This is the story of a girl who rides a bus. I find myself on at least 4 daily. It's an interesting experience-buses have their own culture. Most sit in silence absorbed in books or music or their thoughts I suppose but a few brave people talk and you know that everyone else is more or less listening. I usually stick ear buds in and fade into music oblivion but the last two days I've forgotten my MP3 player and have had to listen. Most it is gossip about people that I don't know. Some of it is small children yelling. I hear fights and phone calls, secrets, family stories, and tips on washing dishes. Occasionally I find myself in conversations with strangers. We talk about work or school, and we always about what buses we ride and when we ride them. We talk about the drunk on 61C or the lack of runs on the P7.


I'm losing track of all thoughts but bus life and who wants to hear about that?




Not even the people that ride do.

Wednesday, December 7, 2011

Thank goodness for road rage, junk food, and Jesus

I'm starting to develop road rage. I never understood why people felt the need to flip a rude gesture or scream in frustration while driving but the fog has begun to lift. I drive nearly an hour and 1/2 everyday to work (one way). It's suppose to be only a 50ish minute drive but with the traffic through the tunnels it takes an extra 40 minutes of what I call "mind-numbing-radio-blaring-people-cutting-me-off-and-cutting-in-line-huge-buses-being-pushy-rainy-break-light-hell".

I started off this commute with a pretty pleasant attitude. "Its only until July", "Some days traffic is lighter", "If I want to live in Quip and have an awesome service position I have to do this"...these are the thoughts from the early days of the commute. I let people in front of me, I quietly accepted stupid drivers, I laughed at stopped traffic, I left early to beat the rush and I sang and danced along with the radio.

Those thoughts quickly turned into these..."I'm only going to let a couple of people in front of me today", "I wish people would stop breaking in the tunnels", "Ah, why did that guy DO THAT...oh well maybe he was late for work". At this point I was less pleasant but still singing to the radio, shrugging at bad driving, and considering an apartment closer to the city.
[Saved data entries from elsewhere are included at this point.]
PR #679, opened 2026-02-03
Change from coverall to CodeCov in Github workflow.

### LINKED ISSUE #469: Use CodeCov for CI code coverage
At the moment, the CI has a fix for broken CI coveralls step, but it's having to use a commit from a development branch rather than a tagged version of the action - see #468

An improvement could be to move to using the CodeCov - which is used for other projects: https://github.com/ACCESS-NRI/dev-docs/wiki/Continuous-integration-and-deployment#uploading-code-coverage-reports-to-codecov

Qian-HuiChen:
Use CodeCov instead of coverall for test coverage reporting in CI.
Closes #469

### DIFF
--- a/.github/workflows/CI.yml
+++ b/.github/workflows/CI.yml
@@ -89,7 +89,7 @@ jobs:
         run: python -m pytest --cov-report=xml
 
       - name: Upload code coverage report to Codecov
-        uses: codecov/codecov-action@v5
+        uses: codecov/codecov-action@671740ac38dd9b0130fbe1cec585b89eea48d3de # v5.5.2
         with:
           files: ./coverage.xml
           token: ${{ secrets.CODECOV_TOKEN }}


.github/workflows/CI.yml
```diff
@@ -86,22 +86,13 @@ jobs:
         run: pylint --extension-pkg-whitelist=netCDF4 --ignored-modules=backports -E payu
 
       - name: Run tests
-        run: |
-          PYTHONPATH=. pytest --cov=payu test;
+        run: python -m pytest -s --cov=payu --cov-report=xml .
```
atteggiani: Since the `--cov=payu --cov-report=xml` options are added in the `pyproject.toml`'s `[tool.pytest.ini_options]` below, we have the option to remove them here (as they would still be applied). 
```suggestion
        run: python -m pytest -s
```

pyproject.toml
```diff
@@ -68,10 +69,19 @@ requires = [
 include = ["payu*"]
 namespaces = false
 
+[tool.pytest.ini_options]
+addopts = "--cov=payu --cov-report=xml"
+
```
atteggiani:
```suggestion
testpaths = ["test/"]
```

I think this slightly speeds up running tests because instead of internally looking for tests, we provide pytest with test paths already. In the cases when a test path is provided in the manual command (e.g., `pytest ../relative/path/to/test` the command-line path would still take precedence over this configuration option.

atteggiani:
Also, I see there is the `Coveralls Finished` check that is required but never runs (as that job was removed with the changes in this PR). This requirement is probably set within a branch protection rule. I think `Coveralls Finished` should be removed as a branch protection requirement.

Issue #640, opened 2025-10-28
Payu status improvements


jo-basevi:
Just documenting suggested improvements to `payu status` command here:

- Add queue time for queued jobs. 
- For currently running jobs, add in current model time (see discussion here: https://github.com/payu-org/payu/issues/520#issuecomment-2795919247)
- Add job files for collate and sync, and maybe postscripts? (can remove log files from control directory)
- Use symlink paths in payu status output (would need some care to check symlinks are set up)

PR #686, opened 2026-02-11
Display queue time in payu status.

### LINKED ISSUE #684: Add queue time for queued jobs in payu status
In `payu status`, 
show queue time for queued jobs,
show total queue time for running or archived jobs.

This is a sub-issue for part of issue #640

Qian-HuiChen:
For jobs in queue, a queue time will be displayed when `payu status --update` is entered.
For jobs in `model-run`, `complete` or `archive`, a total queue time will be displayed when `payu status` is entered.

This is to solve the first item in #640 .
Closes #684


aidanheerdegen:
> Another option to avoid having to query the scheduler with `qstat`, (with `payu status --update`), could be for payu to store the current time when the job is submitted in the queued job file:

Wouldn't `qstat` have to be run in any case to establish if the job is still queued?

jo-basevi:
> Wouldn't qstat have to be run in any case to establish if the job is still queued?

Yeah true, so would still need to run `payu status --update` for payu jobs that were deleted while on queue to remove any payu job files. 

I normally spam use of `payu status` which doesn't run `qstat`, and only run `payu status --update` rarely to clean up some files. So with this change, the common usage pattern will be to run `payu status --update` more often to get the scheduler information. (Which we might have to do anyway in future to get resource usage updates)

payu/status.py
jo-basevi: So these are the blobs of data get printed  as json when `payu status --json` is run. As most of these fields will live in the `job_file`, I am a bit cautious over time of the size of this data just becoming a ever larger subset of the `job_file` so the important pieces of information just become harder to find.

It would still be possible to obtain the `qtime` and `stime` programmatically by getting the `job_file` and then parsing the scheduler information. E.g. this could be done at a later stage when printing the queue information.

On the other hand `--json` options can have a lot of data anyway and designed to be machine readable, so maybe this actually isn't an issue!

payu/status.py
```diff
@@ -210,10 +250,20 @@ def update_all_job_files(
...
             job_status = all_jobs.get(job_id)
             exit_status = job_status.get("exit_status") if job_status else None
+            
+            update_job_file(
+                file_path=job_file,
+                data={
+                    "qtime": job_status.get("qtime") if job_status else qtime,
+                    "stime": job_status.get("stime") if job_status else stime,
+                }
+            )
```
jo-basevi: I spoke a bit about this yesterday, but `scheduler.get_all_jobs_status` could instead get all jobs information and update the `scheduler_job_info` data. My reasons are that we are running `qstat` command anyway so we have access to the information and it means it'll be easier to display extra scheduler information in future, like `% Walltime Used` or `% Memory Used`. Also both `qtime` and `stime` will exist in the scheduler fields in the `scheduler_job_info`, so adding them in the top level of the data also might be a bit redundant. 

 `scheduler.get_all_jobs_status` could need to be re-written/replaced with a function that returns a dictionary of `job_id` -> `scheduler_job_info` arrays.

jo-basevi (commented):
Looks good @Qian-HuiChen!! Sorry that most of my comments are just comments rather than things that need to be changed in this PR (or at all!), so please feel free to push back on them. 

 Implementing some file-locking or another solution to handle concurrent writes to the job files would be good to add to this if we are updating the job file while payu is running.

payu/status.py
```diff
@@ -104,6 +105,28 @@ def get_job_file_list(
...
+    else:
+        start_time = datetime.strptime(stime, "%a %b %d %H:%M:%S %Y")
+
+    submit_time = datetime.strptime(qtime, "%a %b %d %H:%M:%S %Y")
+    wait_time = (start_time - submit_time).total_seconds()
+
+    # Convert the queue time to a human-readable format
+    wait_hr = int(wait_time // 3600)
+    wait_min = int((wait_time % 3600) // 60)
+    wait_sec = int(wait_time % 60)
```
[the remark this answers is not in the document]
Qian-HuiChen: Thanks! Turns out `divmod` is a built-in function and it makes the code simpler. I end up with:
```
wait_hr, rem = divmod(int(wait_time), 3600)
wait_min, wait_sec = divmod(rem, 60)
```
By converting `wait_time` to an integer first, the output will be integers as well.

payu/status.py
```diff
@@ -262,6 +297,23 @@ def display_job_info(data: dict[str, Any]) -> None:
...
+            job_file = run_info.get("job_file")
+            job_id = run_info.get("job_id")
+            all_job_info = read_job_file(Path(job_file)).get("scheduler_job_info", {})
+            if "qtime" in all_job_info:
+                run_info["qtime"] = all_job_info.get("qtime", None)
+                run_info["stime"] = all_job_info.get("stime", None)
+            else:
+                job_info = all_job_info.get("Jobs", {}).get(job_id, {})
+                run_info["qtime"] = job_info.get("qtime", None)
+                run_info["stime"] = job_info.get("stime", None)
```
```suggestion
            job_info = all_job_info.get("Jobs", {}).get(job_id, {})
            run_info["qtime"] = job_info.get("qtime", None)
            run_info["stime"] = job_info.get("stime", None)
```
This is related to keeping the same data structure comment in pbs.py

payu/status.py
```diff
@@ -211,11 +236,30 @@ def update_all_job_files(
...
             run_status = data.get("exit_status")
 
-            # Get job status from the scheduler data
-            job_status = all_jobs.get(job_id)
-            exit_status = job_status.get("exit_status") if job_status else None
-
-            if not job_status:
+            # Get job info from the scheduler data
+            job_info = all_jobs.get(job_id)
+            exit_status = job_info.get("Exit_status") if job_info else None
```
jo-basevi: If the job_info structure is changed, this will need to be changed to something similar to:

```suggestion
            exit_status = job_info.get("Jobs", {}).get(job_id, {}).get("Exit_status") if job_info else None
```

payu/status.py
```diff
@@ -211,11 +236,30 @@ def update_all_job_files(
...
+                if exit_status is not None:
+                    if stage == "queued":
+                        remove_job_file(file_path=job_file)
+                    elif run_status is None:
+                        update_job_file(
+                            file_path=job_file,
+                            data={
+                                "payu_run_status": exit_status
+                            }
+                        )
```
```suggestion
            if job_info and exit_status is not None and stage == "queued:
               # Job was likely deleted while on the queue and did not start
               remove_job_file(file_path=job_file)
            elif job_info:
               # Add updated scheduler information to the telemetry data
               update_data = {
                        "scheduler_job_info": job_info
                }
                
                if exit_status is not None and run_status is None:
                     # Update the payu status with the overall scheduler job exit status
                     update_data["payu_run_status"] = exit_status
               
                # Write to the job file
                update_job_file(
                    file_path=job_file,
                    data=update_data
                )
```

The above suggestion might not have correct syntax (or even work!), but it'll be good to just write to the job file only once here.

jo-basevi (commented):
Thanks for adding in the updates! I'm happy to chat in person over some of the suggestions

payu/schedulers/pbs.py
```diff
@@ -436,14 +436,11 @@ def get_all_jobs_status(self) -> Optional[Dict[str, Any]]:
...
+        all_job_info = {}
         jobs = info.get('Jobs', {})
         for job_id, job_info in jobs.items():
-            job_statuses[job_id] = {
-                'job_state': job_info.get('job_state'),
-                'exit_status': job_info.get('Exit_status'),
-            }
-        return job_statuses
+            all_job_info[job_id] = job_info
+        return all_job_info
```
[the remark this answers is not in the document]
Qian-HuiChen: Sounds good! It also keeps the structure consistent. Implemented in [020bca0](https://github.com/payu-org/payu/pull/686/commits/020bca065d487c0b35fa76a4a4518ce12d5fc31b)

payu/status.py
Qian-HuiChen: Doneeee in [020bca0](https://github.com/payu-org/payu/pull/686/commits/020bca065d487c0b35fa76a4a4518ce12d5fc31b)

payu/telemetry.py
```diff
@@ -482,9 +485,17 @@ def update_job_file(
...
-    run_info.update(data)
-    atomic_write_file(file_path=file_path, data=run_info)
+    lock = FileLock(str(file_path) + ".lock", lifetime=LOCK_LIFETIME, timeout=LOCK_TIMEOUT)
+    try:
+        with lock:
+            run_info = read_job_file(file_path)
+            run_info.update(data)
+            atomic_write_file(file_path=file_path, data=run_info)
+    except Timeout:
+        run_info = read_job_file(file_path)
```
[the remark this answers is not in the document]
jo-basevi: Yeah happy to go with that. The main thing is that the lock isn't held indefinitely. 

I still think it could be worth saving the "data" to a tmp file, so it can be manually recovered if it's useful, 

I wonder if the print statement for "File at {file_path} is locked.." be a warning instead? As it would be good for this case to be visible.

payu/status.py
```diff
@@ -262,6 +297,16 @@ def display_job_info(data: dict[str, Any]) -> None:
...
+
+            #read out qtime and stime from the job file
+            job_file = run_info.get("job_file")
+            job_id = run_info.get("job_id")
+            all_job_info = read_job_file(Path(job_file)).get("scheduler_job_info", {})
+            job_info = all_job_info.get("Jobs", {}).get(job_id, {})
+            run_info["qtime"] = job_info.get("qtime", None)
+            run_info["stime"] = job_info.get("stime", None)
+
+            display_wait_time(run_info.get("qtime"), run_info.get("stime"))
```
```suggestion
            display_wait_time(job_info.get("qtime", None), job_info.get("stime", None))
```

Feel free to leave this but `qtime` and `stime` probably doesn't need to be saved to the `run_info` dict.

payu/telemetry.py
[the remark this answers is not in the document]
jo-basevi: Thanks!

payu/telemetry.py
```diff
@@ -37,6 +39,8 @@
 }
 
 REQUEST_TIMEOUT = 10
+LOCK_TIMEOUT = 5
+LOCK_LIFETIME = 8
```
jo-basevi:
```suggestion
LOCK_TIMEOUT = 10
LOCK_LIFETIME = 20
```
I think 10 seconds is reasonable amount to wait. Surely, it'll never need 10 seconds

jo-basevi (dismissed):
Thanks for adding all those changes! I added two very minor comments but feel free to merge without adding them in. 

I ran a couple tests with `payu status --update` with telemetry configured to sent to my local desktop, and it seemed to run as expected :)

payu/telemetry.py
Qian-HuiChen: Sounds good 👍

jo-basevi (approved):
Thanks! Looks good to me :)

Issue #688, opened 2026-02-11
Increase timeout limit for `_run_pbsnodes_json`


dougiesquire:
Since #659, I have been getting this error fairly frequently (~10 times today):

```
RuntimeError: Unable to collect pbs node info: command timed out after 10 seconds
```

It could be worth increasing the timeout limit.

Ping @minghangli-uni

aidanheerdegen:
> [@jo-basevi](https://github.com/jo-basevi) I'm thinking of increasing `REQUEST_TIMEOUT` from 10 to 60 for this case. Would you prefer that, or should I introduce a separate variable instead?

I think we need to cache this data. It doesn't change often, so seems unnecessary to query for it every time, and can just fallback to using cached value if we do this check and it times out.

jo-basevi:
> @jo-basevi I'm thinking of increasing REQUEST_TIMEOUT from 10 to 60 for this case. Would you prefer that, or should I introduce a separate variable instead?

Yeah if longer timeouts are needed for this command, then I would prefer a separate variable. 

> I think we need to cache this data. It doesn't change often, so seems unnecessary to query for it every time, and can just fallback to using cached value if we do this check and it times out.

For caching, would this need to be written to a local file so it persists between payu submit calls?

jo-basevi:
> Depends what "once" means. It wouldn't do to store it centrally for all versions of payu as the code may change, or the output of pbsnodes may also change.

Would a path including a payu version work for differing payu versions? E.g. `~/.payu/<payu_version>/pbs/nodes`

minghangli-uni:
This issue seems to be causing some frustration at the moment... Would you mind if I open a quick PR to increase the timeout as an initial fix? I think this change would still make sense alongside the upcoming improvements as well.

jo-basevi:
> Would you mind if I open a quick PR to increase the timeout as an initial fix? 

That would be great thanks! I was just typing out that we should increase the timeout today to prevent issues

jo-basevi:
Yeah in the Repro CI, it'll currently use the default `$HOME/.cache/pbs/` so the cache will carry over between tests. To move away from using the service-user's home environment, we will need to set `PAYU_PBSNODES_CACHE` in the the repro tests CI (added issue: https://github.com/ACCESS-NRI/model-config-tests/issues/196)

PR #691, opened 2026-02-13
Increase pbsnode timeout limit for _run_pbsnodes_json

minghangli-uni:
Ref: https://github.com/payu-org/payu/issues/688#issuecomment-3894747587

Increase the timeout as an initial fix for repro errors: 

`Unable to collect pbs node info: command timed out after 10 seconds`


jo-basevi (approved):
LGTM

minghangli-uni:
Thanks @jo-basevi! I think you may also need to trigger https://github.com/ACCESS-NRI/model-release-condaenv
 after it's merged to get it deployed sooner :)

minghangli-uni:
We can also monitor how people' repros behave with the timeout increased to 60 seconds.

PR #694, opened 2026-02-18
Fix pbsnodes timeout by introducing cached pbsnodes.json file

### LINKED ISSUE #688: Increase timeout limit for `_run_pbsnodes_json`

Qian-HuiChen:
We introduce a caching mechanism for `pbsnodes -a -F json` to prevent timeout errors when the scheduler is busy.

Instead of running the command every time, the output is now saved to a cached `pbsnodes.json` file along with a timestamp. 
If the timestamp is found older than 7 days, `pbsnodes -a -F json` is re-run and the cache file is refreshed.

Fixes #688.

### DIFF
--- a/payu/schedulers/pbs.py
+++ b/payu/schedulers/pbs.py
@@ -26,6 +26,21 @@ from payu.schedulers.scheduler import Scheduler
 
 PBSNODE_TIMEOUT = 60
 
+def get_pbsnodes_cache_path() -> Path:
+    """Get the path of pbsnodes.json cache file, 
+    If not set, then use default cache path."""
+
+    env_path = os.environ.get("PAYU_PBSNODES_CACHE")
+    if env_path:
+        return Path(env_path)
+    else:
+        xdg_cache = os.environ.get('XDG_CACHE_HOME')
+        if xdg_cache:
+            return Path(xdg_cache) / "pbs" / "pbsnodes.json"
+        else:
+            home_dir = os.environ.get("HOME")
+            return Path(home_dir) / ".cache" / "pbs" / "pbsnodes.json"
+
 def check_pbsnode_file(pbsnodes_json_path):
     """ Check if pbsnodes.json file is recent (< 7 days) and rerun pbsnodes if not. """
     expire_day = 7
@@ -48,13 +63,17 @@ def check_pbsnode_file(pbsnodes_json_path):
     # If the file is not recent, rerun pbsnodes and update the file
     if not is_recent:
         new_pbsnodes_json = _run_pbsnodes_json(timeout=PBSNODE_TIMEOUT)
-        new_pbsnodes_json["timestamp"] = time.time()
-        with pbsnodes_json_path.open("w") as f:
-            json.dump(new_pbsnodes_json, f, indent=2)
+        try:
+            with pbsnodes_json_path.open("w") as f:
+                json.dump(new_pbsnodes_json, f, indent=2)
+        except IOError as e:
+            raise RuntimeError(f"Failed to write pbsnodes JSON to {pbsnodes_json_path}") from e
 
-def read_pbsnode_file(archive_path) -> Dict[str, Any]:
+def read_pbsnode_file() -> Dict[str, Any]:
     """ Read pbsnodes.json file and return the parsed JSON data. """ 
-    pbsnodes_json_path = Path(archive_path) / "payu_jobs" / "pbsnodes.json"
+    pbsnodes_json_path = get_pbsnodes_cache_path()
+    pbsnodes_json_path.parent.mkdir(parents=True, exist_ok=True)
+
     check_pbsnode_file(pbsnodes_json_path)
     try:
         with pbsnodes_json_path.open() as f:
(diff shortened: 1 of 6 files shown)


aidanheerdegen (commented):
Preliminary partial review. Haven't looked at the tests yet.

payu/schedulers/pbs.py
```diff
@@ -25,6 +26,44 @@
...
+    # If the file is not recent, rerun pbsnodes and update the file
+    if not is_recent:
+        new_pbsnodes_json = _run_pbsnodes_json(timeout=PBSNODE_TIMEOUT)
+        new_pbsnodes_json["timestamp"] = time.time()
+        with pbsnodes_json_path.open("w") as f:
+            json.dump(new_pbsnodes_json, f, indent=2)
+
+def read_pbsnode_file(archive_path) -> Dict[str, Any]:
+    """ Read pbsnodes.json file and return the parsed JSON data. """ 
+    pbsnodes_json_path = Path(archive_path) / "payu_jobs" / "pbsnodes.json"
```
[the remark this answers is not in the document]
aidanheerdegen: Also the CI jobs need the capability to set an environment variable with a path to a `pbsnodes.json` file as we don't want the CI jobs to rely on the environment of the service user running the jobs.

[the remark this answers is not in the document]
jo-basevi: In python tests, you can use monkey patch to set environment variables, e.g. 
https://github.com/payu-org/payu/blob/0359e0df5d3bce98c68dd7ecf35e3d7720a6837b/test/test_setup.py#L335-L338

For manual testing, just add run `export PAYU_PBSNODES_CACHE=<add-test-path>` in the terminal session.

payu/schedulers/pbs.py
```diff
@@ -48,13 +63,17 @@ def check_pbsnode_file(pbsnodes_json_path):
...
+                json.dump(new_pbsnodes_json, f, indent=2)
+        except IOError as e:
+            raise RuntimeError(f"Failed to write pbsnodes JSON to {pbsnodes_json_path}") from e
 
-def read_pbsnode_file(archive_path) -> Dict[str, Any]:
+def read_pbsnode_file() -> Dict[str, Any]:
     """ Read pbsnodes.json file and return the parsed JSON data. """ 
-    pbsnodes_json_path = Path(archive_path) / "payu_jobs" / "pbsnodes.json"
+    pbsnodes_json_path = get_pbsnodes_cache_path()
+    pbsnodes_json_path.parent.mkdir(parents=True, exist_ok=True)
```
aidanheerdegen: I think it make more sense to put the parent directory creation step at the same place where the json file is dumped out.

aidanheerdegen (changes requested):
Thanks for adding in those changes. Just one or two more small suggestions.

payu/schedulers/pbs.py
```diff
@@ -17,6 +17,7 @@
 
 import json
 from tenacity import retry, stop_after_delay
+import time
```
aidanheerdegen:
```suggestion
from datetime import datetime, timedelta
```

payu/schedulers/pbs.py
```diff
@@ -25,6 +26,63 @@
...
+        if xdg_cache:
+            return Path(xdg_cache) / "pbs" / "pbsnodes.json"
+        else:
+            home_dir = os.environ.get("HOME")
+            return Path(home_dir) / ".cache" / "pbs" / "pbsnodes.json"
+
+def check_pbsnode_file(pbsnodes_json_path):
+    """ Check if pbsnodes.json file is recent (< 7 days) and rerun pbsnodes if not. """
+    expire_day = 7
+    is_recent = False
```
aidanheerdegen:
```suggestion
    recreate_pbsnodes_file = False
```
The logic below checks if the file exists, or if it is too old, so I'd suggest using a variable name that encompasses both cases for clarity. I don't think my suggested name is good, so if you can think of a better one please use it.

payu/schedulers/pbs.py
```diff
@@ -25,6 +26,63 @@
...
+    # Check if pbsnodes.json exists
+    if pbsnodes_json_path.exists():
+        try:
+            # Check if the file is recent (modified within the last 7 days)
+            with pbsnodes_json_path.open() as f:
+                pbsnodes_json = json.load(f)
+            timestamp = pbsnodes_json.get("timestamp", 0)
+
+            if timestamp > time.time() - expire_day*24*60*60:           
+                is_recent = True
```
aidanheerdegen:
```suggestion
            timestamp = datetime.fromtimestamp(pbsnodes_json.get("timestamp", 0))

            if datetime.now() - timestamp > timedelta(days=expire_day):           
                recreate_pbsnodes_file = True
```
It almost certainly takes longer to use the `datetime` methods I am suggesting, but I think they're more readable. 

If you agree use my suggestion. If you don't agree, feel free to ignore it.

aidanheerdegen (commented):
Sorry, a second review as I noticed some stuff I should have just included in the first one.

payu/schedulers/pbs.py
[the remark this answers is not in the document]
Qian-HuiChen: Sounds good. Since we are using filelock anyway, we should use it for pbsnodes file as well. Will implement it in the latest commit

aidanheerdegen (approved):
Looking really good, thanks heaps. 

I have one question, but have approved as I think it is fine to merge if writing a test is too time consuming.

PR #700, opened 2026-03-03
Replace mkdir_p with os.makedirs.

### LINKED ISSUE #460: Replace `mkdir_p` with built-in os.makedirs
As brought up in this PR review (https://github.com/payu-org/payu/pull/452#discussion_r1665678280 by @truth-quark), the mkdir_p() in fsops.py could be replaced by [os.makedirs()](https://docs.python.org/3/library/os.html#os.makedirs) using exist_ok=True.

Qian-HuiChen:
Replace `mkdir_p()` from `fsops.py` with `os.makedirs(path, exist_ok=True)` across all payu code.
All pytests pass and manual run with mom6 succeeds.

Closes #460

### DIFF
--- a/payu/experiment.py
+++ b/payu/experiment.py
@@ -31,7 +31,7 @@ from packaging import version
 
 # Local
 from payu import envmod
-from payu.fsops import mkdir_p, make_symlink, read_config, movetree
+from payu.fsops import make_symlink, read_config, movetree
 from payu.fsops import list_archive_dirs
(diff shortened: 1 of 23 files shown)


aidanheerdegen (approved):
Good idea to use a standard function that has been available since python 3.2!

The testing coverage drops slightly, but we're removing code, which is good, and I can't think of any useful tests, so that is fine I think.

Thanks for the testing and being explicit what was tested.

PR #707, opened 2026-03-29
`Payu setup -r` handle empty manifest

### LINKED ISSUE #704: Handle empty or missing manifests in `payu setup --repro`
When running payu setup --repro, payu raises an error when restart manifests are empty, e.g. ACCESS-OM2:
```
 Failed: Failed to run payu setup with --reproduce. Error: Restart manifest must exist and be populated if reproduce is configured to True
```
It should not error here and only error if there was no pre-existing manifest and a new restart manifest was generated. 
Related to this [payu setup check issue](https://github.com/ACCESS-NRI/model-config-tests/pull/190).

Qian-HuiChen:
Closes #704 as part of this [payu setup repro check issue](https://github.com/ACCESS-NRI/model-config-tests/pull/190).

When manifest is empty (e.g., OM2 initial experiment), `payu setup -r` does not error immediately. It only errors when a new restart manifests file is created.

### DIFF
--- a/payu/manifest.py
+++ b/payu/manifest.py
@@ -333,12 +333,6 @@ class Manifest(object):
             self.manifests[mf].calculate_fast(self.previous_manifests[mf])
 
             if self.reproduce[mf]:
-                # When manifest is initially empty, check if it stays empty
-                if len(self.previous_manifests[mf]) == 0 and len(self.manifests[mf]) > 0:
-                    sys.stderr.write(
-                        f'Run cannot reproduce: {mf.capitalize()} manifest was empty but now has entries\n'
-                    )
-                    sys.exit(1)
                 # Compare manifest with previous manifest
                 self.manifests[mf].check_reproduce(self.previous_manifests[mf])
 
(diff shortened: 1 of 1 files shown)


payu/manifest.py
```diff
@@ -341,6 +333,12 @@ def check_manifests(self):
...
 
             if self.reproduce[mf]:
+                # When manifest is initially empty, check if it stays empty
+                if len(self.previous_manifests[mf]) == 0 and len(self.manifests[mf]) > 0:
+                    sys.stderr.write(
+                        f'Run cannot reproduce: {mf.capitalize()} manifest was empty but now has entries\n'
+                    )
+                    sys.exit(1)
                 # Compare manifest with previous manifest
                 self.manifests[mf].check_reproduce(self.previous_manifests[mf])
```
jo-basevi: Does this function not error out when the manifests were empty but now has entries? 

If possible, it might be good to write a test for this case. Could create some inputs/file, but pass an empty manifest?

jo-basevi (dismissed):
Thanks for adding this fix in! I've just had a super quick review

jo-basevi (approved):
Looks good to me

Issue #673, opened 2026-01-23
Handling errors and warnings in Payu


jo-basevi:
It would be good to develop a consistent approach to logging, handling warnings and errors in Payu. Currently for errors, there's a range of:

- `sys.exit('payu: error: ...')`
- Standard exceptions: e.g. `raise RuntimeError(...)`, `raise FileNotFoundError(...)`
- Custom exceptions: `raise PayuBranchError`

For warnings:
- `print('payu: warning: ...')`
- `warnings.warn(...)`

A benefit of using exceptions is that it is easy for them to be caught and handled. This is a large part why using `sys.exit()` is discouraged in library code. On the other hand, exceptions with stack traces (and warnings with code line numbers), aren't the most user friendly and it is often showing information that is not required. Though, especially in development, there are cases where it is useful to have stack traces.

An approach could be to catch exceptions in the main CLI entry point code, and then log the error messages and remove the stack trace, and have a clean exit with `sys.exit(1)`. Similarly, the warnings could be configured in the main CLI entry point code to format and log the warnings. We could add a "debug" option flag to the CLI (and/or `config.yaml`) to include debug logs with stack traces.

A similar approach could be to do above - so keep any global configuration or wrappers around the CLI entry point code, but have custom `PayuError` type (with more specific sub-classes like `PayuConfigError` or `PayuFileNotFound`), then only these exceptions will have a clean error message with no stack trace, and all other exceptions keep their stack trace as before. This will have the benefit that we know the customs exceptions should have a descriptive error message.

Some references:
- An explanation of configuring global logging near the CLI entry point of code: https://realpython.com/ref/best-practices/logging/
- Blog post on error handling which goes into high level catching exceptions with a sys.exit(): https://blog.miguelgrinberg.com/post/the-ultimate-guide-to-error-handling-in-python
- An explanation on why it's difficult to handle system exits: https://stackoverflow.com/a/48571382
- Python docs on when to use logging: https://docs.python.org/3/howto/logging.html#when-to-use-logging

PR #709, opened 2026-03-31
Payu general command wrapper for warning and exceptions formats

jo-basevi:
This PR:
- Removes `payu-branch`, `payu-clone`, `payu-checkout` runscript commands (I think I mistakingly added these..)
- Adds a wrapper script for running the `runscript` commands (e.g. `payu-run`, `payu-sync`, etc) and moved the parsing logic out of the subcommand modules. 
- Add another wrapper function to format logs, warnings, and catch exceptions. This is used by above wrapper and the general  parse() method (used by `payu setup`, `payu run`)
- Add `--stacktrace` flag for enabling stacktraces with exceptions and warnings (`--verbose` name for a flag was already taken by another payu command)
- Add `--log-level` flag for enabling different level of logs.

I've only done a couple tests so far - which are mostly just manually adding random `logger.debug`, `raise ValueError` and `warnings.warn()` lines to methods to trigger errors. 

Related to #673

### DIFF
--- a/payu/cli.py
+++ b/payu/cli.py
@@ -35,8 +35,7 @@ warnings.formatwarning = (
     lambda message, category, filename, lineno, line=None: (
         formatwarning_orig(message, category, filename, lineno, line='')
     )
-)
-
+)    
 
 def parse():
     """Parse the command line inputs and execute the subcommand."""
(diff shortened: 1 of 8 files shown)


payu/cli.py
```diff
@@ -24,23 +25,47 @@
...
+            lambda message, category, filename, lineno, line=None: str(message)
+        )
+
+    try:
+        func(*args, **kwargs)
+    except SystemExit:
+        # TODO: We want to remove any sys.exit(1) calls in the code
+        # and replace with exceptions! 
+        raise
+    except Exception as exc:
```
jo-basevi, line 59: @KAUR1984 could catch the custom exceptions here? 

```python
except PayuError as exc:
  # Format payu exceptions to remove stacktrace by default
  if stacktrace:
      logger.exception(str(exc), exc_info=True)
  else:
      logger.error(str(exc))
except Exception: 
   # Unhandled exceptions - show stacktrace
   logger.exception(str(exc), exc_info=True)
  ```

jo-basevi:
Closing as similar changes are added in #750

>>>fast forward to today>>> "AH WHY IS THAT GUY AN IDIOT", "I CAN'T SEE YOU TRYING TO CUT IN FRONT OF ME...I CAN ONLY SEE THE BUMPER OF THE GUY IN FRONT OF ME!", "RAIN! WHY DOES IT ALWAYS RAIN HERE!?!?!", "ARRRRRRRRRRRRRRRRRRGGGGGGG!!!". Lets just say today's drive wasn't pleasant. A small ball of anger started welling up inside of me and suddenly I just began SCREAMING in my car. The screams that came out of me where like that of a dying animal. It just erupted. And then I began to sob.


Life is frustrating.


It wasn't just the traffic that caused what I call a "mental meltdown" but it's also the apartment to take care of, the bills that I never seem to have enough money to cover, the time I never seem to have, the lack of sleep, the lack of heat in my car, the bad weather, the leaky facet in the bathroom, the messed up social welfare system, the stress of trying to get my AmeriCorps hours in, missing my grandpa, missing my family, the stress of maintaining friendships, the occasional loneliness, the monotonous of life's routines, the people that seem to have it all together...to cut this short it's a lot of things.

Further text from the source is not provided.